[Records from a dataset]
━━━━━━━━━━━━━━━━━━━━
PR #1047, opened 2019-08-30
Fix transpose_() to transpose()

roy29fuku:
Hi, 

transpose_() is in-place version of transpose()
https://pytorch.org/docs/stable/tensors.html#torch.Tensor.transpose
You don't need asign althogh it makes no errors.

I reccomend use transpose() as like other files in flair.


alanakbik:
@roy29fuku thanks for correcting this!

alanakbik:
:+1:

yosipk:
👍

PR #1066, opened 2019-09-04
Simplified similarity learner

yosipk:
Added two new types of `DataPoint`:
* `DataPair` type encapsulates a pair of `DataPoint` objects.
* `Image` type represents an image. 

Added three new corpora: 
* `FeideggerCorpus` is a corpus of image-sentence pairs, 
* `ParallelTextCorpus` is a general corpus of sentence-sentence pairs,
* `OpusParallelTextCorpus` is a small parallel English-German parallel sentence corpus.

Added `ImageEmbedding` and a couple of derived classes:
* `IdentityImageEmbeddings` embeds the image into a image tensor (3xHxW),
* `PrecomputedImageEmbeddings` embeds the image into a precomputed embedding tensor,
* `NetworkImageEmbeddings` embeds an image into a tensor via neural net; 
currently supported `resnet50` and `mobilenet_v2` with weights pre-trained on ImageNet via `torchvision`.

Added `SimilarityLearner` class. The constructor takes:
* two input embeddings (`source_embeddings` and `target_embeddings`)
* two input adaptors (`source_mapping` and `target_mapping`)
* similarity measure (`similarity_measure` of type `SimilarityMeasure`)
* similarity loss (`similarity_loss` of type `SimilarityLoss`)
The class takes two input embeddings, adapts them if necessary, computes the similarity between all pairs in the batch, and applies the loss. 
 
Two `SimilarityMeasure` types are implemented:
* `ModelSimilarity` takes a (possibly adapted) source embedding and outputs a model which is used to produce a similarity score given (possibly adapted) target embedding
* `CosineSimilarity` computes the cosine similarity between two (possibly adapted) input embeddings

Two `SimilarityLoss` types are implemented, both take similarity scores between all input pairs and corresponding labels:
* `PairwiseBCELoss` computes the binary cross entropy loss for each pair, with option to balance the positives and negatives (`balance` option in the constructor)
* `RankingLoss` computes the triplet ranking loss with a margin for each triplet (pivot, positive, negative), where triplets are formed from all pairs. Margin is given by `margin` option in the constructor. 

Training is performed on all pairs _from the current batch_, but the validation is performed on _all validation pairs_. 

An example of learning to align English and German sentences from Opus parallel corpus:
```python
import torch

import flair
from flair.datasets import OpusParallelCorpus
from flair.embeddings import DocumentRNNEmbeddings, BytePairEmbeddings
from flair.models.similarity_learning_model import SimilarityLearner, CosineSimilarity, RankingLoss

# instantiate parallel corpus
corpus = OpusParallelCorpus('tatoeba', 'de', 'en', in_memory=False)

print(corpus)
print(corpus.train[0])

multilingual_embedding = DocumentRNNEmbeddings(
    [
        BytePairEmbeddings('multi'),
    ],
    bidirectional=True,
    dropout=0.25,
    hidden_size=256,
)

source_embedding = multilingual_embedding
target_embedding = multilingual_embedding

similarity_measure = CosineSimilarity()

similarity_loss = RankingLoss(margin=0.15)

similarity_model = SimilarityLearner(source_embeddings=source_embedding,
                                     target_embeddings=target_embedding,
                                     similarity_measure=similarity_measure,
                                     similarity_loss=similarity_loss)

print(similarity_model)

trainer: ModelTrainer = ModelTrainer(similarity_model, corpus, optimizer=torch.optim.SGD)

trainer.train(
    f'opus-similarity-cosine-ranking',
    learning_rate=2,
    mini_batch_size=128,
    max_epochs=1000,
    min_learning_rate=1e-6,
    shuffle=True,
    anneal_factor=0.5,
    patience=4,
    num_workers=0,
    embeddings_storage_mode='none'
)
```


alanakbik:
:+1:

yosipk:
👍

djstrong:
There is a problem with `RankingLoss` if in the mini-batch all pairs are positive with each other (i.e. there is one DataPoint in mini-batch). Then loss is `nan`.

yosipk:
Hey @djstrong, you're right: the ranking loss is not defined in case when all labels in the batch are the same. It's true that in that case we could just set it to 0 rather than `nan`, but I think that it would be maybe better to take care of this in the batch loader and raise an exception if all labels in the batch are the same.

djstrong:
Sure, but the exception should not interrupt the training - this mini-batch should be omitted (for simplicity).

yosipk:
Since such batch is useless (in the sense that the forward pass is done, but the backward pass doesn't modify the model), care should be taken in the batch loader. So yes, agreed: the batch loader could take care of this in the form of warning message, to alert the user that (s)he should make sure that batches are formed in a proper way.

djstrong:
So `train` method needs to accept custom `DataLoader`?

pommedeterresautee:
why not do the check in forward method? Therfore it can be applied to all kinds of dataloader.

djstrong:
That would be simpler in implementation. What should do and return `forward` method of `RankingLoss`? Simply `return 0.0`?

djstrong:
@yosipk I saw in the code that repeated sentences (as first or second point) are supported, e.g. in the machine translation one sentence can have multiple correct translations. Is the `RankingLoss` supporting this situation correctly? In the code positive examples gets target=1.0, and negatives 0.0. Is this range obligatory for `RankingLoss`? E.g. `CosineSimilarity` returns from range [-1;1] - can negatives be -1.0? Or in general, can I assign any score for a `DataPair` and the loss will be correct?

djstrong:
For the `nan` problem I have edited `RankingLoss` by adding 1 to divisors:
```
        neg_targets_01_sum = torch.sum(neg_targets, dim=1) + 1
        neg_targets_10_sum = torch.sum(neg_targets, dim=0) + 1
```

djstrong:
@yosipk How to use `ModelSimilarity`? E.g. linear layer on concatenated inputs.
━━━━━━━━━━━━━━━━━━━━
### EXERCISE AIM
From the records above, pick out and copy each line holding the word "print".

### ANSWER BOX
print(corpus)
print(corpus.train[0])
print(similarity_model)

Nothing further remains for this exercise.